Design and fabrication of low noise high diffraction efficiency diffractive optical elements

Abstract

We demonstrate a method to fabricate high quality and environmentally rugged monolithic Diffractive Optical Elements (DOEs). Analog direct-write e-beam lithography was used to produce analog resist profiles that were transferred into their substrates using Chemically Assisted Ion Beam Etching (CAIBE) in one single etching step. The Point Spread Function of the e-beam during exposure caused by forward electron scattering in the resist and back scattering from the substrate was determined by measuring the exposure of a step function. An iterative method that makes use of the point spread function was developed to adjust the electron exposure file and compensate for the proximity effect caused by electron scattering.
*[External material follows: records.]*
PR #1217, opened 2021-09-28
High resolution image saving bug fix

GercogKaban:
Some variables types are changed to int64_t, because in some cases, for example, when saving an image in 32768x32768 resolution, int variable overflows (it is obvious to see that image size = 32768 * 32768 * 4 = 2^32 bigger than 2^32/2 (unsigned integer part).

Unfortunately, I was unable to find solution to fix png format saving.

### DIFF
--- a/stb_image_write.h
+++ b/stb_image_write.h
@@ -141,7 +141,6 @@ CREDITS:
       github:ignotion
       Adam Schackart
       Andrew Kensler
-      github:GercogKaban
 
 LICENSE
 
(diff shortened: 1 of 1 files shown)


nothings:
I'm not sure this is a good idea, as the stb_image reader has a similar 32-bit issue and cannot handle very large images. It would be a bit problematic if stb_image_write could write images that stb_image couldn't read.

GercogKaban:
Oh, i didn't think about it. I'm trying to implement megatexture in my graphics engine and it doesn't require loading big images into the memory.

Then, at least, i propose to handle this issue in code (raise exception in C++) and point on it in "documentation", because then we get an access violation error.

Btw, thank you for quick response.

rygorous:
Closing for now for reasons discussed in the thread.

PR #1223, opened 2021-10-07
Fixes a crash and an infinite loop in stb_image that could occur with specially constructed PGM and HDR files

NeilBickford-NV:
Fixes two availability issues in stb_image that could occur with specially
constructed HDR and PGM files. Please see issues #1224 and #1225 for full descriptions.

HDR: In certain conditions, the RLE decoder can get stuck in the decoding loop
at the end of a stream: `stbi__get8()` always returns 0 when at the end of a
stream, which is interpreted as a count and results in an infinite loop.
I believe the solution is to treat a run of 0 as invalid, following the
`RGBE_ReadPixels_RLE()` function in Bruce Walter's
[https://www.graphics.cornell.edu/~bjw/rgbe/rgbe.c](https://www.graphics.cornell.edu/~bjw/rgbe/rgbe.c).

PGM: Loading large monochrome 16-bit PGM files would cause an access violation
due to reading out of bounds when comverting from 16-bit to 8-bit. In addition,
when loading 16-bit PGM files, `stbi__pnm_load()` would call
`stbi__convert_format()` instead of `stbi__convert_format16()` to convert from
monochrome to the required number of channels, so the buffer would be
interpreted as the wrong type. This pull request also adds an error nessage for
when the `stbi__getn()` call fails.

Thanks!

### DIFF
--- a/stb_image.h
+++ b/stb_image.h
@@ -108,7 +108,7 @@ RECENT REVISION HISTORY:
     Cass Everitt            Ryamond Barbiero                        github:grim210
     Paul Du Bois            Engin Manap        Aldo Culquicondor    github:sammyhw
     Philipp Wiesemann       Dale Weiler        Oriol Ferrer Mesia   github:phprus
-    Josh Tobin                                 Matthew Gregan       github:poppolopoppo
+    Josh Tobin              Neil Bickford      Matthew Gregan       github:poppolopoppo
     Julian Raschke          Gregory Mullen     Christian Floisand   github:darealshinji
     Baldur Karlsson         Kevin Schmidt      JR Smith             github:Michaelangel007
                             Brad Weinberger    Matvey Cherevko      github:mosra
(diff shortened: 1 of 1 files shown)


NeilBickford-NV:
Following up on this - is there anything I can change to help merge this in? Thanks!

nothings:
stb_image is just slow to update

NeilBickford-NV:
Quick note from the survey of the first 10 ossfuzz issues I did: I think this pull request might resolve ossfuzz issues https://bugs.chromium.org/p/oss-fuzz/issues/detail?id=37628&q=proj%3Dstb&can=2 (this seems to be the infinite HDR reader error) and https://bugs.chromium.org/p/oss-fuzz/issues/detail?id=38394&q=proj%3Dstb&can=2 (I think this is due to the PGM issue). I'm unable to reproduce ossfuzz's crashes with these fixes on Windows with Address Sanitizer enabled.

rygorous:

PR #1228, opened 2021-10-12
stb_ds: Fix arrfree when custom allocators are used.

travisdoor:
Originally STBDS_FREE macro was used directly in arrfree definition,
this leads to invalid replacement in case custom realloc and free
are specified and arrfree is not used in "implementation" unit.


travisdoor:
Maybe I used it wrong, my configuration looks like this:
```
common.c

#define STB_DS_IMPLEMENTATION
#define STBDS_REALLOC(context, ptr, size) bl_realloc(ptr, size)
#define STBDS_FREE(context, ptr) bl_free(ptr)
#include "stb_ds.h"
```

Now when I use `arrfree` in `common.c` file, everything is OK, the original `free` is replaced with `bl_free`, however, in other files only including `stb_ds.h` without any additional defines, I get default `free` instead of `bl_free`. So i.e. an array allocated from `common.h` and freed from a different file causes failure (`bl_realloc` vs default `free`).
My small change is just to replace `STBDS_FREE` in `arrfree` macro with a function call (having correct free in its implementation).

aschuhardt:
Can this be merged?

nothings:
yes, it will be, sorry, i don't update very often since the pandemic started

Issue #1224, opened 2021-10-07
In stb_image's HDR reader, loading a specially constructed invalid HDR file can result in an infinite loop within the RLE decoder


NeilBickford-NV:
**Summary**
stb_image's HDR loader in versions 1.33 to and including v2.27 parsed truncated end-of-file RLE scanlines as an infinite sequence of zero-length runs. An attacker could potentially have caused denial of service in applications using stb_image by submitting specially constructed HDR files.

CVE number: [CVE-2021-42715](https://nvd.nist.gov/vuln/detail/CVE-2021-42715)

**Describe the bug**
In stb_image's HDR reader, loading a specially constructed invalid HDR file can
result in an infinite loop within the RLE decoder.

This issue includes a fix in pull request #1223, and a proof of concept file that
can be used to reproduce the crash. We're reporting this on GitHub Issues
following the guidance in issue #1213.

The issue occurs in [this loop](https://github.com/nothings/stb/blob/master/stb_image.h#L7184) within `stbi__hdr_load()`:

```
while ((nleft = width - i) > 0) {
   count = stbi__get8(s);
   if (count > 128) {
      // Run
      value = stbi__get8(s);
      count -= 128;
      if (count > nleft) { STBI_FREE(hdr_data); STBI_FREE(scanline); return stbi__errpf("corrupt", "bad RLE data in HDR"); }
      for (z = 0; z < count; ++z)
         scanline[i++ * 4 + k] = value;
   } else {
      // Dump
      if (count > nleft) { STBI_FREE(hdr_data); STBI_FREE(scanline); return stbi__errpf("corrupt", "bad RLE data in HDR"); }
      for (z = 0; z < count; ++z)
         scanline[i++ * 4 + k] = stbi__get8(s);
   }
}
```

The proof of concept file manages to get this part of the decoder into a state
where:

* `nleft` is equal to 11;
* `s` is at the end of the file.

Because `s` is at the end of the file, `stbi__get8()` always returns 0, since
`s->img_buffer == s->img_buffer_end` here:

```
stbi_inline static stbi_uc stbi__get8(stbi__context *s)
{
   if (s->img_buffer < s->img_buffer_end)
      return *s->img_buffer++;
   if (s->read_from_callbacks) {
      stbi__refill_buffer(s);
      return *s->img_buffer++;
   }
   return 0;
}
```

This means that `count` is always set to 0; this passes the error check, but
doesn't affect any program state, meaning that the loop runs forever, an
availability issue.

[...]

PR #1230, opened 2021-10-15
stb_image PNG reader: Adds checks for invalid DEFLATE codes, fixing an infinite loop found by ossfuzz.

NeilBickford-NV:
This pull request attempts to fix an issue where a specially formatted PNG file
could cause an infinite loop in `stbi__parse_huffman_block` (ossfuzz issue [24232](https://bugs.chromium.org/p/oss-fuzz/issues/detail?id=24232&q=proj%3Dstb))

The file in ossfuzz issue 24232 appears to cause an infinite loop by making
literal 0 correspond to length 0, and then truncating the file early (resulting
in reading a stream of 0s). More specifically, the file contains a Huffman
length table in which literal 0 decodes to length code 287. It turns out that
length codes 286 and 287 are in fact invalid codes - they're illegal symbols,
but they're there because they're required for constructing the canonical
Huffman tree! stb_image handles these codes by setting `len`, the number of
bytes to output, to 0. However, the result is that the loops on lines [4274](https://github.com/nothings/stb/blob/master/stb_image.h#L4274) and
4276 do not advance the state. By doing some necessary setup (so that the range
checks on [lines 4265-4267](https://github.com/nothings/stb/blob/master/stb_image.h#L4265-L4267) pass) and then truncating the file early (so that
`stbi__zreceive` always returns 0, like in issue #1224), reading the ossfuzz
file results in an infinite loop.

Since length codes 286 and 287 are illegal, this pull request adds a branch to
reject them (which fixes the issue with this file).

This also adds a check to reject invalid distance codes 30 and 31 for completeness
(I think the only effect of setting `dist` to 0 by using a specially formatted
distance table would be that uninitialized data would be left in the output).

Another approach would be to check that len != 0 after line [4261](https://github.com/nothings/stb/blob/master/stb_image.h#L4261).
However, I think it's possible for 0 to appear as a valid literal value, 256,
in the fixed Huffman length table (RFC 1951 section 3.2.6 - or maybe
256 also represents "end of block" there?)

(This does not adjust the credits to avoid merge conflicts with PR #1223)

Some references used when checking that length codes 286 and 287 and distance
codes 30 and 31 are indeed invalid:

RFC 1951 (DEFLATE Compressed Data Format Specification) sections 3.2.5-3.2.7: https://datatracker.ietf.org/doc/html/rfc1951#page-11

* The tables in 3.2.5 present instructions for only length codes 0-285, and distance codes 0-29.

* Section 3.2.6 states

```
         Literal/length values 286-287 will never actually
         occur in the compressed data, but participate in the code
         construction.

         Distance codes 0-31 are represented by (fixed-length) 5-bit
         codes, with possible additional bits as shown in the table
         shown in Paragraph 3.2.5, above.  Note that distance codes 30-
         31 will never actually occur in the compressed data.
```

https://en.wikipedia.org/wiki/Deflate#Bit_reduction lists

```
286, 287: not used, reserved and illegal but still part of the tree.
```

and

```
30–31: not used, reserved and illegal but still part of the tree.
```

Thanks!

### DIFF
--- a/stb_image.h
+++ b/stb_image.h
@@ -4256,11 +4256,12 @@ static int stbi__parse_huffman_block(stbi__zbuf *a)
             a->zout = zout;
             return 1;
          }
+         if (z >= 286) return stbi__err("bad huffman code","Corrupt PNG"); // per DEFLATE, length codes 286 and 287 must not appear in compressed data
          z -= 257;
          len = stbi__zlength_base[z];
          if (stbi__zlength_extra[z]) len += stbi__zreceive(a, stbi__zlength_extra[z]);
          z = stbi__zhuffman_decode(a, &a->z_distance);
-         if (z < 0) return stbi__err("bad huffman code","Corrupt PNG");
+         if (z < 0 || z >= 30) return stbi__err("bad huffman code","Corrupt PNG"); // per DEFLATE, distance codes 30 and 31 must not appear in compressed data
          dist = stbi__zdist_base[z];
          if (stbi__zdist_extra[z]) dist += stbi__zreceive(a, stbi__zdist_extra[z]);
          if (zout - a->zout_start < dist) return stbi__err("bad dist","Corrupt PNG");


NeilBickford-NV:
Also following up on this - is there anything I can do to help merge this in?

I'm hoping to have a go at fixing the remaining ossfuzz issues, but was holding off since I feel like queueing up too many merge requests at once could be difficult to handle - if queueing up the pull requests to fix those would be the way to go, though, please let me know.

Thanks again!

nothings:
feel free to queue up more, i tend to process PRs in batches

NeilBickford-NV:
Awesome - thank you, will do!

NeilBickford-NV:
Quick update from the survey of the first 10 ossfuzz issues I did: I think this pull request fixes ossfuzz issues https://bugs.chromium.org/p/oss-fuzz/issues/detail?id=24232&q=proj%3Dstb&can=2 and https://bugs.chromium.org/p/oss-fuzz/issues/detail?id=24235&q=proj%3Dstb&can=2 (the latter seems to be a Huffman table that produces a really large run of blocks). It might also fix https://bugs.chromium.org/p/oss-fuzz/issues/detail?id=37896&q=proj%3Dstb&can=2 and https://bugs.chromium.org/p/oss-fuzz/issues/detail?id=24186&q=proj%3Dstb&can=2 .

The last one (24186) is a bit odd, though: what seems to be happening is that in stbi__png_load, z->expanded isn't written past the first byte. That corresponds to a 1-byte filter, plus uninitialized raw data. This data is copied into the output; then when the `else` branch of `stbi__compute_transparency16` compares `tc` (which is initialized) against `p`, we get use of an uninitialized value. It's possible that the file the fuzzer produced just happens to have an invalid Huffman code, and maybe there's a deeper issue underlying issue 24186. Probably the best way to find out (if I had to guess) would be to let the fuzzer run on the code with the pull request merged in, to see if it finds a way of getting uninitialized data to `stbi__compute_transparency16` without bad Huffman codes.

Thanks!

NeilBickford-NV:
Quick heads-up: I've rebased the branches used in this PR, #1223, and #1297 over the latest `master` branch commit. The diffs should be the same as before if I've done that correctly. Thanks!

nothings:
Thanks, sorry I'm so slow!

rygorous:
(At long last) merged to dev branch, will be in the next release.

rygorous:
Fixed in 2.28.

PR #1241, opened 2021-10-31
Added another sample program and updated a sample OpenGL call.

Underdisc:
I posted this question #1238 and ended up solving my own problem. I wouldn't have encountered this issue had it been demonstrated in a snippet within the file. It wasn't much effort to add and I thought it would be a useful hint to those that fall into the same trap.

Like I said in the bottom of #1238, GL_ALPHA is not a valid option in recent versions of OpenGL. This also updates that to use working parameters.

### DIFF
--- a/stb_truetype.h
+++ b/stb_truetype.h
@@ -291,7 +291,7 @@ void my_stbtt_initfont(void)
    // can free ttf_buffer at this point
    glGenTextures(1, &ftex);
    glBindTexture(GL_TEXTURE_2D, ftex);
-   glTexImage2D(GL_TEXTURE_2D, 0, GL_ALPHA, 512,512, 0, GL_ALPHA, GL_UNSIGNED_BYTE, temp_bitmap);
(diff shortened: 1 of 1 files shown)


Underdisc:
Feel free to close if this addition isn't desirable. Figuring out my problem took a while but passionately making a pr afterwards did not. I can understand why it might not be wanted since sample code shouldn't lean heavily towards a specific graphics api.

nothings:
The problem is that GL_R8 doesn't work in OLDER versions of OpenGL. It's not possible to have something work with both. I'm more likely to just delete the examples entirely than try to solve that conundrum.

Underdisc:
True. I didn't even notice the glVertex stuff because I am using a single vertex buffer to render all of the glyphs. I just focused on dealing with all the scaling issues that come with that.

If having the examples be compliant with older versions is necessary, removing examples that call any OpenGL functions is good to get rid of the confusion. The non OpenGL examples are still nice to have, though, and aren't restricted by the same constraint. What's the reason for keeping the example code compliant with old versions of the OpenGL api?

nothings:
because (a) the examples are simple and don't need to set up vertex buffers etc, and (b) because Windows opengl headers are still 1.1 so is the eaiest version to target on that platform

PR #1605, opened 2024-02-04
Fix 2 pixel to 1 pixel with wrap and fix output buffer for output callback

jeffrbig2:


jeffrbig2:
Wait, I'm updating the comments...

nothings:
Fixes #1602.

nothings:
Just to be clear, you changed the one function to take `row0` and `row1`, but the only thing you do with `row0` is an assert?

jeffrbig2:
Yes. Eventually, I may use that parameter for other clipping checks...

nothings:
Should it be in an `STBIR__UNUSED()`?

jeffrbig2:
Oh gad, in release mode, you'd get that dumb warning?

nothings:
I haven't seen it, but I assume you'd get it on some compiler with some settings (which we don't control since it's compiled as source with the user's settings).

Slope dependent etch rates that occur during the microstructure transfer process were characterized and also compensated for by exposure file adjustment. Finally, the DOE was divided into regions with different periodicity ranges. For each periodicity range the range of clock speed for the exposure is set to achieve even and accurate feature depth in the final element. Many DOEs have been fabricated by this technique including a Fresnel lens of 32 phase levels. DOEs fabricated using this technique, can be used as high quality masters for a following replication process based on molding, casting etc. Moreover comparing with conventional binary optics fabrication methods, which require multiple exposure and processing steps for master generation, our approach requires only a single lithography and etching step. Therefore the fabrication method presented in this paper will not only yield high quality masters, but will also result in a general cost reduction and reduce the turnaround time between design and replication.